Data excerpts =>

-.-.-

PR #590, opened 2016-06-30
bcc: Tracepoint support in libbpf and BPF

### LINKED ISSUE #587: Proper tracepoint support in BCC
(Discussion from #585 about tracepoint support should move here if necessary.)

Kernel 4.7 will have native BPF support for tracepoints, using a new BPF program type. BCC should support this as well. Here are the pieces I think are necessary -- @brendangregg @4ast @drzaeus77 please let me know if I'm missing anything.

- [x] Add `attach_tracepoint` to the BPF module, which would take the tracepoint name (probably as two components, e.g. "sched" and "sched_switch") and a function name from the BPF program
- [x] Add `attach_tracepoint` to libbbc, which is very similar to the other attach functions, but it uses the proper BPF program type and the proper debugfs configuration to enable the probe
- [x] Add special treatment to the rewriter so that when a tracepoint is attached, the tracepoint arguments structure is automatically generated with some agreed-upon name that the BPF program can reference (see below)

This is the ideal API, C side:

```c
int probe_sched_switch(struct TP__sched__sched_switch__args *args) {
  bpf_trace_printk("switching from %u to %u\n", args->prev_pid, args->next_pid);
  return 0;
}
```

Python side:

```python
b = BPF(...)
b.attach_tracepoint(category="sched", event="sched_switch", fn_name="probe_sched_switch")
```

goldshtn:
Introduce tracepoint support in libbpf via new `bpf_attach_tracepoint`
API, which takes the tracepoint category and name (e.g. "sched",
"sched_switch"). Attach the tracing program to the tracepoint's id
and proceed as usual.

Add `attach_tracepoint` API to Python BPF module, which takes the
tracepoint description as a single string (e.g. "sched:sched_switch").
Load the BPF program with bpf_prog_type set to TRACEPOINT and then
call `bpf_attach_tracepoint` to attach it.

Simple test:

```python
#!/usr/bin/env python

from bcc import BPF
from time import sleep

bpf = BPF(text="""
#include <linux/ptrace.h>

struct tp_args {
    unsigned long long __do_not_use__;
    int irq;
};

BPF_HASH(count, u32, u32);

int probe(struct tp_args *args) {
    u32 key = args->irq;
    u32 val = 0;
    u32 *existing_val = count.lookup_or_init(&key, &val);
    (*existing_val)++;
    return 0;
}
""")

bpf.attach_tracepoint("irq:irq_handler_entry", "probe")

print("Counting interrupts, Ctrl-C to quit...")
try:
    sleep(999999)
except KeyboardInterrupt:
    pass

print("")
counts = bpf["count"]
print("%-8s %-8s" % ("IRQ", "COUNT"))
for k, v in counts.items():
    print("%-8d %-8d" % (k.value, v.value))
```

Test output:

```
# ./test_bcc_tp.py
Counting interrupts, Ctrl-C to quit...
^C
IRQ      COUNT
24       2
27       4
```

Partially closes #587 -- no rewriter support for generating the tracepoint
structure yet, it needs to be provided manually.

### DIFF
--- a/src/cc/libbpf.c
+++ b/src/cc/libbpf.c
@@ -342,6 +342,34 @@ int bpf_detach_uprobe(const char *event_desc) {
   return bpf_detach_probe(event_desc, "uprobe");
 }
 
+void * bpf_attach_tracepoint(int progfd, const char *tp_category,
+                             const char *tp_name, int pid, int cpu,
+                             int group_fd, perf_reader_cb cb, void *cb_cookie) {
+  char buf[256];
+  struct perf_reader *reader = NULL;
+
+  reader = perf_reader_new(cb, NULL, cb_cookie);
+  if (!reader)
+    goto error;
+
+  snprintf(buf, sizeof(buf), "/sys/kernel/debug/tracing/events/%s/%s",
+           tp_category, tp_name);
+  if (bpf_attach_tracing_event(progfd, buf, reader, pid, cpu, group_fd) < 0)
+    goto error;
+
+  return reader;
+
+error:
+  perf_reader_free(reader);
+  return NULL;
+}
+
+int bpf_detach_tracepoint(const char *tp_category, const char *tp_name) {
+  // Right now, there is nothing to do, but it's a good idea to encourage
+  // callers to detach anything they attach.
+  return 0;
+}
+
 void * bpf_open_perf_buffer(perf_reader_raw_cb raw_cb, void *cb_cookie, int pid, int cpu) {
   int pfd;
   struct perf_event_attr attr = {};
--- a/src/libbpf.h
+++ b/src/libbpf.h
@@ -54,6 +54,11 @@ void * bpf_attach_uprobe(int progfd, const char *event, const char *event_desc,
                          void *cb_cookie);
 int bpf_detach_uprobe(const char *event_desc);
 
+void * bpf_attach_tracepoint(int progfd, const char *tp_category,
+                             const char *tp_name, int pid, int cpu,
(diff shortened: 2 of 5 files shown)


4ast:
nice! lgtm
@drzaeus77 pls take a look

brendangregg:
I like it. I don't mind adding manual tracepoint structs for now.

I assume USDT tracepoints are a different beast?

drzaeus77:
LGTM...except please add a test case for the awesome new feature.

goldshtn:
@brendangregg: There's no BPF support for USDT tracepoints, so I don't have anything new to add there. But what we have right now, with uprobes, is actually quite decent.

-.-.-

Output must consist only of the listing's lines from the first through the line with "Kernel 4.7 will", reproduced word for word.

PR #590, opened 2016-06-30
bcc: Tracepoint support in libbpf and BPF

### LINKED ISSUE #587: Proper tracepoint support in BCC
(Discussion from #585 about tracepoint support should move here if necessary.)

Kernel 4.7 will have native BPF support for tracepoints, using a new BPF program type. BCC should support this as well. Here are the pieces I think are necessary -- @brendangregg @4ast @drzaeus77 please let me know if I'm missing anything.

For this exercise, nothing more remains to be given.